### Exercise input
┌──
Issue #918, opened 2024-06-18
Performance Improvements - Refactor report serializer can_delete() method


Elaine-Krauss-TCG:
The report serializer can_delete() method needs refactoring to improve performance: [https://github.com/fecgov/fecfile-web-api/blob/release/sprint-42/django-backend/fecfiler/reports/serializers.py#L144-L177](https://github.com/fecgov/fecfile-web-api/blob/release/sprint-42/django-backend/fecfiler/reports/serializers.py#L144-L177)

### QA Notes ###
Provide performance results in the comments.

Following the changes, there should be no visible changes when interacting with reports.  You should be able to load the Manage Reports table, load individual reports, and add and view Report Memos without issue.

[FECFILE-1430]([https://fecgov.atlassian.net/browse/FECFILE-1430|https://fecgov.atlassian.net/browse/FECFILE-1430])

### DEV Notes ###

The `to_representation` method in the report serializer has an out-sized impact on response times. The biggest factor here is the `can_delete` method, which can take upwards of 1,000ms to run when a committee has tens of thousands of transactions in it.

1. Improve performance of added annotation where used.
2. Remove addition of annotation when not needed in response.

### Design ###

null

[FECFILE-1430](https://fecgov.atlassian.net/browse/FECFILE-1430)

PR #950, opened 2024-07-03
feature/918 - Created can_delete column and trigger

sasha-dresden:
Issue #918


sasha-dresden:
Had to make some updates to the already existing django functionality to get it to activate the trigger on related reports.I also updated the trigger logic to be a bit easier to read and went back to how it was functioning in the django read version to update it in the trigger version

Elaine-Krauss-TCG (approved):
└──
┌──
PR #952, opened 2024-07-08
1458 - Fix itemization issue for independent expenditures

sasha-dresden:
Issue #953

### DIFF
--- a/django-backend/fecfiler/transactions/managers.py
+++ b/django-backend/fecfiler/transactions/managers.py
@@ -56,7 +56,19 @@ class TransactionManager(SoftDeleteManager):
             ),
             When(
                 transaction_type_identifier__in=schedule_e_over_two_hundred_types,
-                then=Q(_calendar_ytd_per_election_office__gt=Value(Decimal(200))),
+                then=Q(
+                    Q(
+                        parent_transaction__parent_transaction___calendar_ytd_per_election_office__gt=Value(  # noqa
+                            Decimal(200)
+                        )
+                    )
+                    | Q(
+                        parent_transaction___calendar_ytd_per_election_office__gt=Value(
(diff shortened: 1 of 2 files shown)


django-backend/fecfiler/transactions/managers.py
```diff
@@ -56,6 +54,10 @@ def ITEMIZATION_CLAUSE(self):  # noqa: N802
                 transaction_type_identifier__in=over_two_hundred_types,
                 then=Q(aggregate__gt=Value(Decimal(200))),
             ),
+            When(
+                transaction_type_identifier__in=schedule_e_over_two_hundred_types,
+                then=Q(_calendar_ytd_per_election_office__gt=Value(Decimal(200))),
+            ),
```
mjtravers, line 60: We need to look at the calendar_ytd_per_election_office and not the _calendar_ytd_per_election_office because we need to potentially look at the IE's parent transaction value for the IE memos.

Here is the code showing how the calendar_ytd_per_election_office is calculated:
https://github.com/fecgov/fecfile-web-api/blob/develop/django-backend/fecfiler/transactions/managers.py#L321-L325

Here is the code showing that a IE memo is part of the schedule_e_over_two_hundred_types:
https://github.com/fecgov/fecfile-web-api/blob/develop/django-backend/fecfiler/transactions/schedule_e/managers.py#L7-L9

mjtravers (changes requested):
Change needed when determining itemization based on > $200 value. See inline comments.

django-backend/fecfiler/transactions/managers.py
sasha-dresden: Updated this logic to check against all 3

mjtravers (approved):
└──
### What to do
In the entries above, find every line with the word "then" and list it.

### Worked solution
-                then=Q(_calendar_ytd_per_election_office__gt=Value(Decimal(200))),
+                then=Q(
                 then=Q(aggregate__gt=Value(Decimal(200))),
+                then=Q(_calendar_ytd_per_election_office__gt=Value(Decimal(200))),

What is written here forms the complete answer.